YOUR OBJECTIVE ->
From the entries that follow, reproduce exactly and only the lines from the line with "Updated README to show v10 support, added" to the line with "ansible-galaxy install ANXS.postgresql", endpoints included.

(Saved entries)
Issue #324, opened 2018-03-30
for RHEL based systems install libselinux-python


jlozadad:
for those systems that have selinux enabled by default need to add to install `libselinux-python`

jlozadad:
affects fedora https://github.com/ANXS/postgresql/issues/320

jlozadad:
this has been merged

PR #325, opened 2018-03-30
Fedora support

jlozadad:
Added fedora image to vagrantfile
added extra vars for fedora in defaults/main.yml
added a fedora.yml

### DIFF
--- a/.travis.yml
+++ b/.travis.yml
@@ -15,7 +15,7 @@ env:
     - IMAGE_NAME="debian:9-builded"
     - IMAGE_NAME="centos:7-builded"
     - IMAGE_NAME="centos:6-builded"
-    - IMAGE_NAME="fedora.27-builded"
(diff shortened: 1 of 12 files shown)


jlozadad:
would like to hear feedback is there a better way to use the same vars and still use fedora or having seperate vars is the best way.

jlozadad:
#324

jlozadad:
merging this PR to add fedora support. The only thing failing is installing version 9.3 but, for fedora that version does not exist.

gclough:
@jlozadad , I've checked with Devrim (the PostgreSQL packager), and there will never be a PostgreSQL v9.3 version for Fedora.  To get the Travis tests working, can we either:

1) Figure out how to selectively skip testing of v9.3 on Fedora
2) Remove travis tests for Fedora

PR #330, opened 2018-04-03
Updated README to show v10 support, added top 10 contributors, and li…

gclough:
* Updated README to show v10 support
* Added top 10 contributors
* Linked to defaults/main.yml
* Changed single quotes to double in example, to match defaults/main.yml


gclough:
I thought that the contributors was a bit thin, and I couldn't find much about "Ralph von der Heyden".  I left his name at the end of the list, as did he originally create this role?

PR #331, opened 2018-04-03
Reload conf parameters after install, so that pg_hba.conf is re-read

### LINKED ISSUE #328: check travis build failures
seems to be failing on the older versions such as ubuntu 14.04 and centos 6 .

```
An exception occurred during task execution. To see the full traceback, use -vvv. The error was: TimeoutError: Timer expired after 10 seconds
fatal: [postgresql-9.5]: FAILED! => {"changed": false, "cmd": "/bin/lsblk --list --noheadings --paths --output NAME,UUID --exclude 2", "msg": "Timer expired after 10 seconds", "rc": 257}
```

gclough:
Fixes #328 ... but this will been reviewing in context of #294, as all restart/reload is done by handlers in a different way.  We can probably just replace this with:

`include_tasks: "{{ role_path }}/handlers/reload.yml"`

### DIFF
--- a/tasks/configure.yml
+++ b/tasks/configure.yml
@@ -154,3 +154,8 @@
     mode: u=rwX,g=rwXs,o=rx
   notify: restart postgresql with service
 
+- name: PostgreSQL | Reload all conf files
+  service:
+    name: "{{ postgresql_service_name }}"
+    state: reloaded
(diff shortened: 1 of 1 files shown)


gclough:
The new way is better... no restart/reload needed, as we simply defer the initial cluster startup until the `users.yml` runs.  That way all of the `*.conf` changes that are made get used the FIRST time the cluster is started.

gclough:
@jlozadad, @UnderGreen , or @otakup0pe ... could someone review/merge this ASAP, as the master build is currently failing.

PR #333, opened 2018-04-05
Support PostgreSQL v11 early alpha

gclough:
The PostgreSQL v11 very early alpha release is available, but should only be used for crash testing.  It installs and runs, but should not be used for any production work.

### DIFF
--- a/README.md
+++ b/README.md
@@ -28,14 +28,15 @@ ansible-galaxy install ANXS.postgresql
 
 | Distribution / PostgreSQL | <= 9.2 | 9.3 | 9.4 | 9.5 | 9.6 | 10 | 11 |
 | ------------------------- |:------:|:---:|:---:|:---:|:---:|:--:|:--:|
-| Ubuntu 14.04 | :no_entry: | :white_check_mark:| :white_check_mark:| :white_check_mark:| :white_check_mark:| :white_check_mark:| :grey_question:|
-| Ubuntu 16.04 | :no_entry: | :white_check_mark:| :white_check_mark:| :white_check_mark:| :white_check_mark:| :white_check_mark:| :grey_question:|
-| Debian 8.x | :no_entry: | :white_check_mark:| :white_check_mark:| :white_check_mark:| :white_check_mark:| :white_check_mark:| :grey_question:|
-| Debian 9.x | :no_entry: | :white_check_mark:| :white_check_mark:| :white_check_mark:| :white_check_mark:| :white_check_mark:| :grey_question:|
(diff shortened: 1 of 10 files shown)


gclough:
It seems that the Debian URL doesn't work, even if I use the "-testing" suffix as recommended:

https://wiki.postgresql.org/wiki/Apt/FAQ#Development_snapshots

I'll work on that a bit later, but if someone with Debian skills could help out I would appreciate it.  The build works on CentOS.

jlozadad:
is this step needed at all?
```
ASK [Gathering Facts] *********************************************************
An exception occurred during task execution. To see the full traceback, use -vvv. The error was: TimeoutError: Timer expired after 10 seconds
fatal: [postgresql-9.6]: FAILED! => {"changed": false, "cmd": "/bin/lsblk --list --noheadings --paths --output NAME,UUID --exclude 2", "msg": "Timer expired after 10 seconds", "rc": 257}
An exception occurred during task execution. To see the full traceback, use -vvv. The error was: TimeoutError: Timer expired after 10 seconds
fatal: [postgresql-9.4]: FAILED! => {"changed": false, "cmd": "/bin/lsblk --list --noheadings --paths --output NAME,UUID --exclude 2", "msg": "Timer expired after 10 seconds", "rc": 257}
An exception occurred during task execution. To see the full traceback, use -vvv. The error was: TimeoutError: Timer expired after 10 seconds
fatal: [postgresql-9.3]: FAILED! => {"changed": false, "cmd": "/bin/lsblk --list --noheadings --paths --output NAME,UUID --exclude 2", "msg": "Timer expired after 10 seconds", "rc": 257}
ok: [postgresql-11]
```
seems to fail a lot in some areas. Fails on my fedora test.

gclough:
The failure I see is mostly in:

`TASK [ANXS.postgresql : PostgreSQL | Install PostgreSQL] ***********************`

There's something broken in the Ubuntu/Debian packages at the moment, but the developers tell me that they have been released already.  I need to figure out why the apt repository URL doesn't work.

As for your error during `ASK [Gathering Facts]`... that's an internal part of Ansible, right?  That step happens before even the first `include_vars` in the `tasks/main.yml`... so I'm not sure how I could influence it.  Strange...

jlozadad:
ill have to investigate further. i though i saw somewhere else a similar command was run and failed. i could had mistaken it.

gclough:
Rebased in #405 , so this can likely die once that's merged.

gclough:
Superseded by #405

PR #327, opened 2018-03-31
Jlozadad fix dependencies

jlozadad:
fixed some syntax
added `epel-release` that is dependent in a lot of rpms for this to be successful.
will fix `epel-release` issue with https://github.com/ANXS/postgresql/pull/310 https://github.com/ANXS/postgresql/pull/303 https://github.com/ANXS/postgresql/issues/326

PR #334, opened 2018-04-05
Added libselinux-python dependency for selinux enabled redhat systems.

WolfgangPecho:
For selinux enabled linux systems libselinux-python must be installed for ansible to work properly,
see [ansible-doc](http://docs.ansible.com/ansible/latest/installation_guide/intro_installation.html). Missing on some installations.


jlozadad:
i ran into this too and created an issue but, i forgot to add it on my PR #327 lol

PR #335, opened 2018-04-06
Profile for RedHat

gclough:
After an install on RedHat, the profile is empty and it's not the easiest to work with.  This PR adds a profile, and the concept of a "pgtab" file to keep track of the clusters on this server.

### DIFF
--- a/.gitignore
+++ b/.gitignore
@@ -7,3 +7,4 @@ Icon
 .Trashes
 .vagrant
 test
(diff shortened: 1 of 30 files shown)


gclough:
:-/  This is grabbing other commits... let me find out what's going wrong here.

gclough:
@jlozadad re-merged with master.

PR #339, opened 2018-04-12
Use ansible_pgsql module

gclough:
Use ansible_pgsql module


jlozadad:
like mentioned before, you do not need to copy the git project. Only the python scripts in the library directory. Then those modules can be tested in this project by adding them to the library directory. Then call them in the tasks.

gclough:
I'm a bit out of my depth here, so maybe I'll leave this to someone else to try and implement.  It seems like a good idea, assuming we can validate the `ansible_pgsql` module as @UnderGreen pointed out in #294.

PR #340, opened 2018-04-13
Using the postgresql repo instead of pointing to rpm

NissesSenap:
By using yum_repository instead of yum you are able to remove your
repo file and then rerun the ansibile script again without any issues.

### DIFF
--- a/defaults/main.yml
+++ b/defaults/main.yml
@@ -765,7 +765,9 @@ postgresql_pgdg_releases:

RESULT FOR THIS TASK ->
Updated README to show v10 support, added top 10 contributors, and li…

gclough:
* Updated README to show v10 support
* Added top 10 contributors
* Linked to defaults/main.yml
* Changed single quotes to double in example, to match defaults/main.yml


gclough:
I thought that the contributors was a bit thin, and I couldn't find much about "Ralph von der Heyden".  I left his name at the end of the list, as did he originally create this role?

PR #331, opened 2018-04-03
Reload conf parameters after install, so that pg_hba.conf is re-read

### LINKED ISSUE #328: check travis build failures
seems to be failing on the older versions such as ubuntu 14.04 and centos 6 .

```
An exception occurred during task execution. To see the full traceback, use -vvv. The error was: TimeoutError: Timer expired after 10 seconds
fatal: [postgresql-9.5]: FAILED! => {"changed": false, "cmd": "/bin/lsblk --list --noheadings --paths --output NAME,UUID --exclude 2", "msg": "Timer expired after 10 seconds", "rc": 257}
```

gclough:
Fixes #328 ... but this will been reviewing in context of #294, as all restart/reload is done by handlers in a different way.  We can probably just replace this with:

`include_tasks: "{{ role_path }}/handlers/reload.yml"`

### DIFF
--- a/tasks/configure.yml
+++ b/tasks/configure.yml
@@ -154,3 +154,8 @@
     mode: u=rwX,g=rwXs,o=rx
   notify: restart postgresql with service
 
+- name: PostgreSQL | Reload all conf files
+  service:
+    name: "{{ postgresql_service_name }}"
+    state: reloaded
(diff shortened: 1 of 1 files shown)


gclough:
The new way is better... no restart/reload needed, as we simply defer the initial cluster startup until the `users.yml` runs.  That way all of the `*.conf` changes that are made get used the FIRST time the cluster is started.

gclough:
@jlozadad, @UnderGreen , or @otakup0pe ... could someone review/merge this ASAP, as the master build is currently failing.

PR #333, opened 2018-04-05
Support PostgreSQL v11 early alpha

gclough:
The PostgreSQL v11 very early alpha release is available, but should only be used for crash testing.  It installs and runs, but should not be used for any production work.

### DIFF
--- a/README.md
+++ b/README.md
@@ -28,14 +28,15 @@ ansible-galaxy install ANXS.postgresql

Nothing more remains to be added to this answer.